### What is expected
Copy the data from the line that contains "RalfJung, line 412: The" to its last line, exactly, including both of those lines and leaving out everything before.

= = =

PR #3824, opened 2024-08-17
Set EINVAL for epoll_wait maxevent value 0

### LINKED ISSUE #3821: epoll_wait with maxevents set to 0 should return EINVAL
See [here](https://github.com/rust-lang/miri/issues/3811#issuecomment-2293748910): when epoll_wait is given no space for events, we currently do nothing, but the kernel returns EINVAL. We should match kernel behavior.

The documentation says that error is returned when

> epfd is not an epoll file descriptor, or maxevents is less than or equal to zero.

Cc @tiif

tiif:
Fixes #3821

### DIFF
--- a/src/shims/unix/linux/epoll.rs
+++ b/src/shims/unix/linux/epoll.rs
@@ -403,17 +403,19 @@ pub trait EvalContextExt<'tcx>: crate::MiriInterpCxExt<'tcx> {
 
         let epfd = this.read_scalar(epfd)?.to_i32()?;
         let maxevents = this.read_scalar(maxevents)?.to_i32()?;
-        let event = this.deref_pointer_as(
-            events_op,
-            this.libc_array_ty_layout("epoll_event", maxevents.try_into().unwrap()),
-        )?;
         let timeout = this.read_scalar(timeout)?.to_i32()?;
-
         if epfd <= 0 || maxevents <= 0 {
             let einval = this.eval_libc("EINVAL");
             this.set_last_error(einval)?;
             return Ok(Scalar::from_i32(-1));
         }
+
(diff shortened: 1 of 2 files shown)


tests/pass-dep/libc/libc-epoll.rs
```diff
@@ -165,7 +166,9 @@ fn test_epoll_ctl_del() {
     assert_ne!(res, -1);
 
     // Test EPOLL_CTL_DEL.
-    check_epoll_wait::<0>(epfd, &[]);
+    let res = unsafe { libc::epoll_ctl(epfd, libc::EPOLL_CTL_DEL, fds[1], &mut ev) };
+    assert_eq!(res, 0);
+    check_epoll_wait::<8>(epfd, &[]);
```
tiif, line 171: This is a duplicate of #3813 to let all the testcases pass.

RalfJung: Okay, please rebase once https://github.com/rust-lang/miri/pull/3813 landed then.

src/shims/unix/linux/epoll.rs
```diff
@@ -409,11 +409,12 @@ pub trait EvalContextExt<'tcx>: crate::MiriInterpCxExt<'tcx> {
         )?;
         let timeout = this.read_scalar(timeout)?.to_i32()?;
 
-        if epfd <= 0 {
+        if epfd <= 0 || maxevents <= 0 {
```
RalfJung, line 412: The `maxevents.try_into().unwrap()` above needs to be moved down after this check, it would ICE on a negative `maxevents`.

RalfJung:
Thanks :)

@bors r+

= = =

### Output of the exercise
RalfJung, line 412: The `maxevents.try_into().unwrap()` above needs to be moved down after this check, it would ICE on a negative `maxevents`.

RalfJung:
Thanks :)

@bors r+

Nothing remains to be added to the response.